In contrast, Eurex’s parent exchange, Deutsche Börse, has never been able to secure comparable cooperation from the Securities and Exchange Commission to provide U.S. access for equities and other products under its jurisdiction, with the result, I would argue, that the New York Stock Exchange has been far slower in adopting necessary market structure, governance and regulatory reforms than it otherwise would have been. The CFTC is therefore to be heartily congratulated for its far-sighted foreign market access policy over the past decade, which has produced a renaissance in U.S. exchange traded derivatives with no accompanying regulatory failures.

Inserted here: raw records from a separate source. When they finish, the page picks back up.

PR #659, opened 2025-01-14
feat(components): use downshift for textinput filter

anna-parker:
resolves #

### PR Checklist


components/src/preact/textInput/TextChangedEvent.ts
```diff
@@ -0,0 +1,11 @@
+type LapisTextFilter = Record<string, string | null | undefined>;
+
+export class TextChangedEvent extends CustomEvent<LapisTextFilter> {
```
fengelniederhammer, line 3:
```suggestion
export class TextInputChangedEvent extends CustomEvent<LapisTextFilter> {
```
since the event is called `gs-text-input-changed`.

components/src/preact/textInput/text-input.tsx
```diff
@@ -55,43 +55,149 @@ const TextInputInner: FunctionComponent<TextInputInnerProps> = ({ lapisField, pl
...
+        itemToString(item) {
+            return item || '';
+        },
+        initialSelectedItem: initialValue,
+        environment,
+    });
+
+    const onInputBlur = () => {
+        if (inputValue === '') {
+            divRef.current?.dispatchEvent(new TextChangedEvent({ [lapisField]: null }));
```
anna-parker, line 133: then this needs to be changed to 
```suggestion
            divRef.current?.dispatchEvent(new TextChangedEvent({ [lapisField]: undefined }));
```

components/src/preact/textInput/text-input.tsx
```diff
@@ -55,43 +55,149 @@ const TextInputInner: FunctionComponent<TextInputInnerProps> = ({ lapisField, pl
...
+            selectItem(null);
+        } else if (inputValue !== selectedItem) {
+            setInputValue(selectedItem || '');
+        }
     };
 
+    const clearInput = () => {
+        divRef.current?.dispatchEvent(new TextChangedEvent({ [lapisField]: null }));
```
anna-parker, line 141:
```suggestion
        divRef.current?.dispatchEvent(new TextChangedEvent({ [lapisField]: undefined }));
```

components/src/web-components/input/gs-text-input.stories.ts
```diff
@@ -121,21 +121,52 @@ export const FiresEvent: StoryObj<Required<TextInputProps>> = {
 
         await step('Empty input', async () => {
             await userEvent.type(inputField(), '{backspace>9/}');
+            await inputField().blur();
             await expect(listenerMock.mock.calls.at(-1)![0].detail).toStrictEqual({
-                host: undefined,
+                host: null,
```
anna-parker, line 126:
```suggestion
                host: undefined,
```

components/src/preact/textInput/text-input.stories.tsx
```diff
@@ -85,13 +85,30 @@ export const WithInitialValue: StoryObj<TextInputProps> = {
...
             expect(input).toHaveValue('Homo sapiens');
         });
+
+        await step('Remove initial value', async () => {
+            await fireEvent.click(canvas.getByRole('button', { name: 'clear selection' }));
+
+            await expect(changedListenerMock).toHaveBeenCalledWith(
+                expect.objectContaining({
+                    detail: {
+                        host: null,
```
anna-parker, line 107:
```suggestion
                        host: undefined,
```

components/src/preact/textInput/text-input.stories.tsx
```diff
@@ -85,13 +85,30 @@ export const WithInitialValue: StoryObj<TextInputProps> = {
...
+        await step('Setup event listener mock', async () => {
+            canvasElement.addEventListener('gs-text-input-changed', changedListenerMock);
+        });
+
         await waitFor(() => {
             const input = canvas.getByPlaceholderText('Enter a host name', { exact: false });
             expect(input).toHaveValue('Homo sapiens');
         });
+
+        await step('Remove initial value', async () => {
```
JonasKellerer, line 101: I would put this into its own test. When one looks at the name of the test, one would expect to see an input value.

JonasKellerer (changes requested):
Nice. Looks better now.

Mostly small things, and the change from null to undefined.

I think we can extract our custom dropdown into a component, and reuse it here, for the location filter, and the lineage filter. But we can do this also in a spearate PR. I imagine that we could provide a display function, a filter function, and an event function to the new component.

components/src/preact/textInput/text-input.stories.tsx
anna-parker: To remove the initial value I anyways have to first wait for the initialValue to be visible on the page - so maybe I can just rename this test as it will include both steps

components/src/preact/textInput/text-input.tsx
```diff
@@ -55,43 +55,146 @@ const TextInputInner: FunctionComponent<TextInputInnerProps> = ({ lapisField, pl
...
+            setItems(data.filter((item) => filterByInputValue(item, inputValue)));
+        },
+        onSelectedItemChange({ selectedItem }) {
+            if (selectedItem !== null) {
+                divRef.current?.dispatchEvent(new TextInputChangedEvent({ [lapisField]: selectedItem }));
+            }
+        },
+        items,
+        itemToString(item) {
+            return item || '';
```
JonasKellerer, line 122:
```suggestion
            return item ?? '';
```
I think this is the ideomatic way to write this, since the ?? operator only checks for null and undefined, and leaves all other null values like empty thing, 0, and booleans.

components/src/preact/textInput/text-input.tsx
```diff
@@ -55,43 +55,146 @@ const TextInputInner: FunctionComponent<TextInputInnerProps> = ({ lapisField, pl
...
+        initialSelectedItem: initialValue,
+        environment,
+    });
+
+    const onInputBlur = () => {
+        if (inputValue === '') {
+            divRef.current?.dispatchEvent(new TextInputChangedEvent({ [lapisField]: undefined }));
+            selectItem(null);
+        } else if (inputValue !== selectedItem) {
+            setInputValue(selectedItem || '');
```
JonasKellerer, line 133:
```suggestion
            setInputValue(selectedItem ?? '');
```

components/src/web-components/input/gs-text-input.stories.ts
```diff
@@ -97,7 +97,7 @@ export const Default: StoryObj<Required<TextInputProps>> = {
     },
 };
 
-export const FiresEvent: StoryObj<Required<TextInputProps>> = {
+export const FiresEventNoValidInput: StoryObj<Required<TextInputProps>> = {
```
JonasKellerer, line 100: I think it would be nice, to have these steps from "FiresEventNoValidInput" and "FiresEventValidInput" still in one Story. Thie web-components storybook should also be used as a documentation for our "maintainer users". Currently, we only have one Story for the other components, to indicate that we also fire events. So I would keep it like this, but I would also be open how to do this better.

JonasKellerer (approved):
LGTM.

In conclusion, I would urge the Commission to avoid applying any mechanistic trigger based on U.S. volume in an FBOT contract which would result in repeal of a no-action letter. Measures of U.S. participation should be used by the Commission to gauge whether systemic risk to the U.S. financial markets could result from a failure at the FBOT’s clearinghouse, although such legitimate concern is most effectively addressed initially by the Commission requiring greater cooperation from the FBOT or its regulator, and perhaps enhancements to the risk management practices at the FBOT’s clearinghouse. Repeal of a no-action letter should be a last resort, as a breakdown of cooperation among global derivatives regulators can only result in the emergence of costly and dangerous competition for jurisdiction among national authorities.

I thank the Commission for the opportunity to share my views at the June 27 public hearing, and I stand ready to provide any further assistance which it might find useful.